For an analysis problem to be fully-defined, for each node we always know either the external force on that node, or the deflection of the node. Knowing the force may just mean that we know that the external force is zero on a node, but we don't know the displacement. For this problem, as shown in Figure 11.2, we know that the external force at node 2 is $-350\mathrm{\,N}$ ($F_{2} = -350$) and that the external force at node 4 is $+1100\mathrm{\,N}$ ($F_{4} = 1100$). We know that the displacement at node 1 is zero because it is fixed ($\Delta_{1} = 0$). We also know that there is an imposed displacement at node 3 of $13\mathrm{\,mm}$ ($\Delta_{3} = 13$). This node is forced to move exactly $13\mathrm{\,mm}$. If we weren't given an imposed displacement at node 3 and that node was free to move, then we would know instead that the external force at node 3 is zero. Putting this information into our system of equations, we get:

\begin{align*} \begin{Bmatrix} F_{1} \\ -350 \\ F_{3} \\ 1100 \end{Bmatrix} &= \begin{bmatrix} 112.5 & -112.5 & 0 & 0 \\ -112.5 & 303.7 & -90.0 & -101.2 \\ 0 & -90.0 & 126.0& -36.0 \\ 0 & -101.2 & -36.0 & 137.2 \end{bmatrix} \begin{Bmatrix} 0 \\ \Delta_{2} \\ 13 \\ \Delta_{4} \end{Bmatrix} \end{align*}

This is a system of four equations and four unknowns. This is a system that is easily solved using a computer. For this example, since there are only two free displacement degrees of freedom, we can expand the second and fourth rows (the second and fourth equations) to get:

\begin{align*} -350 &= -112.5 (0) + 303.7(\Delta_{2}) -90.0(13) -101.2(\Delta_{4}) \\ 1100 &= 0 (0) - 101.2(\Delta_{2}) -36.0(13) +137.2(\Delta_{4}) \end{align*}

Solving this system of two equations and two unknowns, we get:

\begin{align*} \Delta_{2} &= 17.79\mathrm{\,mm} \\ \Delta_{4} &= 8.62\mathrm{\,mm} \end{align*}

This solution suggests that both nodes 2 and 4 move towards the right, which makes sense based on the system shown in Figure 11.2.

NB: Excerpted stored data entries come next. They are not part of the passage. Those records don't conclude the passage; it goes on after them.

PR #1365, opened 2021-02-09
Fixing method name

leandroBorgesFerreira:
### Description

Small correction for #1356. The name of the method was not supposed to be changed

### Checklist

- [x] Reviewers added

### DIFF
--- a/stream-chat-android-ui-components/src/main/kotlin/io/getstream/chat/android/ui/messages/view/MessageListView.kt
+++ b/stream-chat-android-ui-components/src/main/kotlin/io/getstream/chat/android/ui/messages/view/MessageListView.kt
@@ -662,7 +662,7 @@ public class MessageListView : ConstraintLayout {
         buffer.enqueueData(listItem)
     }
 
-    public fun setMessageListItemPredicate(messageListItemPredicate: MessageListItemPredicate) {
+    public fun setMessageListItemFilter(messageListItemPredicate: MessageListItemPredicate) {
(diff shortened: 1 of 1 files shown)


samiuelson (approved):

stream-chat-android-ui-components/src/main/kotlin/io/getstream/chat/android/ui/messages/view/MessageListView.kt
```diff
@@ -662,7 +662,7 @@ public class MessageListView : ConstraintLayout {
         buffer.enqueueData(listItem)
     }
 
-    public fun setMessageListItemPredicate(messageListItemPredicate: MessageListItemPredicate) {
```
ogkuzmin, line 665: Why do you call it filter? It's not filter anymore. Just object that holds predicated

ogkuzmin: We haven't published our docs yet. We can change namings

leandroBorgesFerreira: The user is setting the predicate that will be used to filter the messages in the `handleNewWrapper`. For me, filter seams an easier word than predicate. If you think this is misleading, we can maintain predicate.

leandroBorgesFerreira: Let's keep the predicate then, we can revisit this in a moment.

After solving the displacements at nodes 2 and 4, we now know the displacements at all of the nodes. We can now easily multiply through the first and third rows of the system of equations to get:

\begin{align*} F_{1} &= -970\mathrm{\,N} \\ F_{3} &= +222\mathrm{\,N} \end{align*}

These two forces are equivalent to the reaction forces at the fixed end and the imposed displacement location.

The complete solution for the external forces and displacements of this one-dimensional truss is shown in Figure 11.3.

To find the internal forces in individual elements, we can take the global nodal displacements and use them with the original element stiffness matrices. For element 1:

\begin{align*} \begin{Bmatrix} F_{x1} \\ F_{x2} \end{Bmatrix} &= 112.5\mathrm{\,N/mm} \begin{bmatrix} 1 & -1 \\ -1 & 1 \end{bmatrix} \begin{Bmatrix} \Delta_{x1} \\ \Delta_{x2} \end{Bmatrix} \end{align*}

where $F_{x1}$ and $F_{x1}$ are the local forces at nodes 1 and 2 on element 1, and $\Delta_{x1}$ and $\Delta_{x2}$ are the local displacements of nodes 1 and 2 for element 1. The local displacements are the same as the global displacements, so:

\begin{align*} \Delta_{x1} &= \Delta_1 = 0 \\ \Delta_{x2} &= \Delta_2 = 8.62 \end{align*}

Giving us:

\begin{align*} \begin{Bmatrix} F_{x1} \\ F_{x2} \end{Bmatrix} &= \begin{bmatrix} 112.5 & -112.5 \\ -112.5 & 112.5 \end{bmatrix} \begin{Bmatrix} 0 \\ 8.62 \end{Bmatrix} \end{align*}

Multiplying through we can find the forces at each end of element 1:

\begin{align*} F_{x1} &= 112.5(0) - 112.5 (8.62) \\ F_{x1} &= -970\mathrm{\,N} \\ F_{x2} &= -112.5(0) + 112.5 (8.62) \\ F_{x2} &= 970\mathrm{\,N} \end{align*}

The forces at either end of truss element 1 are equal and opposite, as we would expect.

This process may be repeated for the other elements to get the internal axial force in every one-dimensional truss element.